Asking to be kidnapped

In his presentation on A New Knowledge Society, Stephen Downes characterized two kinds of learners that both ask for help. One has no motivation problems because the pursuit of knowledge is what she or he wants to be doing right now. These learners can be labeled free ranging, informal, self directed, intrinsically motivated and autodidactic. The other has to ask for help, does not want to be learning this and has motivation problems.

In a comment to my post: Giving control to the learner, Stephen provided a wonderful analogy of getting kidnapped in Rome. Any self exploration, guided tour, use of maps or asking for help -- is free ranging. Getting kidnapped is the learner's experience of formal instruction. Stephen began his comment with:

Free ranging is not abandonment. That is a malicious myth that completely misrepresents what is meant by the concept.

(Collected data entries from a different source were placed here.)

PR #2539, opened 2026-05-22
Fix clocktest false failure on high CPU count systems (bugfix)

mreed8855:
On systems with many cores (e.g., 688), the cumulative time spent switching affinity and yielding exceeds MAX_JITTER (0.2s). This causes the test to misidentify loop overhead as clock skew.

This patch brackets the sampling loop and normalizes each CPU's timestamp against its relative position in the sequence. This isolates actual hardware jitter from the predictable delay of the measurement loop itself.

## Description

This patch brackets the sampling loop and normalizes each CPU's timestamp against its relative position in the sequence. This isolates actual hardware jitter from the predictable delay of the measurement loop itself.

## Resolved issues
https://bugs.launchpad.net/hp/+bug/2143999
This issue was seen on 26.04 and also on 24.04 but only on systems with high core counts.

### DIFF
--- a/providers/base/src/clocktest.c
+++ b/providers/base/src/clocktest.c
@@ -24,7 +24,9 @@
 int test_clock_jitter(){
     cpu_set_t cpumask;
     struct timespec *time;
-    unsigned long nsec;
+    struct timespec t_before, t_after;
+    unsigned long loop_nsec, expected_nsec;
+    long adjusted, min_adjusted, max_adjusted;
     unsigned slow_cpu, fast_cpu;
     double jitter;
     double largest_jitter = 0.0;
@@ -50,6 +52,7 @@ int test_clock_jitter(){
     }
 
     for (iter=0; iter<ITERATIONS; iter++){
+        clock_gettime(CLOCK_REALTIME, &t_before);
         for (cpu=0; cpu < num_cpus; cpu++) {
             CPU_ZERO(&cpumask); CPU_SET(cpu,&cpumask);
             if (setaffinity(cpumask) < 0){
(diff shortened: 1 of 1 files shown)


mreed8855:
HPE tested this.

Testing for clock jitter on 688 cpus
PASSED: largest jitter seen was 0.029482

Testing clock direction for 5 minutes...
PASSED: Iteration 0 delta: 0.000200
PASSED: Iteration 1 delta: 0.000158
PASSED: Iteration 2 delta: 0.000225
PASSED: Iteration 3 delta: 0.000175
PASSED: Iteration 4 delta: 0.000148
clock direction test: sleeptime 60 sec per iteration, failed iterations: 0

providers/base/src/clocktest.c
```diff
@@ -68,15 +71,24 @@ int test_clock_jitter(){
...
+          */
+        loop_nsec = NSEC(t_after) - NSEC(t_before);
         slow_cpu = fast_cpu = 0;
+        min_adjusted = max_adjusted = (long)(NSEC(time[0]) - NSEC(t_before));
         for (cpu=0; cpu < num_cpus; cpu++) {
-            nsec = NSEC(time[cpu]);
-            if (nsec < NSEC(time[slow_cpu])) { slow_cpu = cpu; }
-            if (nsec > NSEC(time[fast_cpu])) { fast_cpu = cpu; }
+            expected_nsec = NSEC(t_before) +
+                (unsigned long)((double)cpu / (num_cpus - 1) * loop_nsec);
```
ajzobro, line 86:
```suggestion
                (unsigned long)((double)cpu / num_cpus * loop_nsec);
```

This way, if there was 1 cpu, `expected_nsec = NSEC(t_before) + 0 / 1 * loop_nsec` = `NSEC(t_before)` and it won't crash due to divide by zero.

If there were 2 cpus:
 - expected_nsec for cpu0 = NSEC(t_before + 0 / 2 * loop_nsec` = `NSEC(t_before)`
 - expected_nsec for cpu1 = NSEC(t_before + 1 / 2 * loop_nsec` = `NSEC(t_before)` + half the loop time

Perhaps we intended instead to do:

```suggestion
                (unsigned long)((double)(cpu +1) / num_cpus * loop_nsec);
```

If there were 2 cpus:
 - expected_nsec for cpu0 = NSEC(t_before + 1 / 2 * loop_nsec` = `NSEC(t_before)` + half the loop time
 - expected_nsec for cpu1 = NSEC(t_before + 2 / 2 * loop_nsec` = `NSEC(t_before)` + full loop time

It seems like we're trying to take the fractional portion of the setup loop time and account for it properly for each cpu.

bladernr: Isn't the single CPU use case already covered here though/? This just exits 0 if there is only a single CPU, and errors if there are NO CPUs detected for some reason.

```
 36     num_cpus = sysconf(_SC_NPROCESSORS_ONLN);
 37     if (num_cpus == 1) {
 38         printf("Single CPU detected. No clock jitter testing necessary.\n");
 39         return 0;
 40     }
 41     else if (num_cpus < 1) {
 42         printf("Get number of cpu failed.\n");
 43         return 1;
 44     }

```

mreed8855: As stated in  the previous comment the num_cpus = 1 is handled in the code  from lines 36 - 40.   The dividing by zero line will never be touched.

mreed8855: The test finds the world clock time for each cpu loop_nsec measures the length of time it took to get all of the times and store them
 t_before is the start of taking the time and t_after is the time after the loop is finished

  loop_nsec = NSEC(t_after) - NSEC(t_before);

For systems with many cpu's the time read at the zero cpu could differ more than .02 than the last cpu like the 688th one
This equation tries to take into account that difference in start time by essentially interpolating the value for the cpu.

 expected_nsec = NSEC(t_before) +
            (unsigned long)((double)cpu / (num_cpus - 1) * loop_nsec);

Take the 10 cpu example where we have 10 cpu's numbered  cpu 0 - 9

cpu / (num_cpus - 1) equals the cpu's position in the line from 0.0 - 1.0

cpu 0 will be at t_before because it is right when the time measurements starts so there is no delay to account for and (unsigned long)((double)cpu / (num_cpus - 1) * loop_nsec) will be zero for cpu 0

cpu's 1 - 9 will be accounted for as we progress starting at cpu = 1 as it the first time measurement that could experience a delay

(unsigned long)((double)cpu / (num_cpus - 1) * loop_nsec)

  cpu 0   t_before
  cpu 1   1/9
  cpu 2   2/9
  cpu 3   3/9
 ...
  cpu 9  9/9 

The tenth cpu which is cpu 9 is essentially the full length of the duration to find and store the time values and provide the full delay needed to take into account the measurement of the last time for the final cpu.

ajzobro: I finally understand:

We are saying that there are 9 times-between-measurements:

```
   0   1   2   3
   |---|---|---|
    \---------/
3 setup times for 4 cpus
```

ajzobro (approved):
LGTM, I finally understand the math, thank you for bearing with me.

PR #2540, opened 2026-05-25
Rename after-suspend-audio/after-suspend-audio-occupied (BugFix)

hanhsuan:
## Description

Rename `after-suspend-audio/after-suspend-audio-occupied` because it is ignored by the Checkbox docs generator. This change ensures the test case appears correctly in the documentation.

## Tests

https://certification.canonical.com/hardware/202001-27667/submission/489829/


Hook25 (approved):
Thanks

PR #2546, opened 2026-05-26
update camera supported format for imx8mm (BugFix)

stanley31huang:
## Description
update camera supported format for imx8m mini EVK, as there's no ISP on the i.MX8M mini EVK board, so the NV12 and RGB color format is not supported.


rickwu666666 (dismissed):
LGTM

rickwu666666 (approved):
LGTM

PR #2551, opened 2026-05-27
Use existing job result if session resumed after all jobs have run (bugfix)

### LINKED ISSUE #2535: If the last test case is user-interact, it will not save status correctly
### Bug Description

If the last test case is user-interact and interrupted the final TUI, it will not save status correctly.

### Cert-blocker Test Case

- [ ] cert-blocker

### To Reproduce

The steps is in the attached video file.

### Expected Result

The finished test case status should be saved correctly.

I believe the "malicious myth" is perpetuated by those learners who FEEL abandoned by the "lack of kidnapping". Abuse, domination, persecution are all highly addictive. Battered wives unconsciously marry another abuser after a period in a safe house. Breaking the cycle abuse takes more than giving the chickens freedom. The cooped up chickens don't want to be cut loose to forage. They want more chicken feed. Imagine the sequel to Chicken Run where the chickens are picketing: "Give us feed, not freedom".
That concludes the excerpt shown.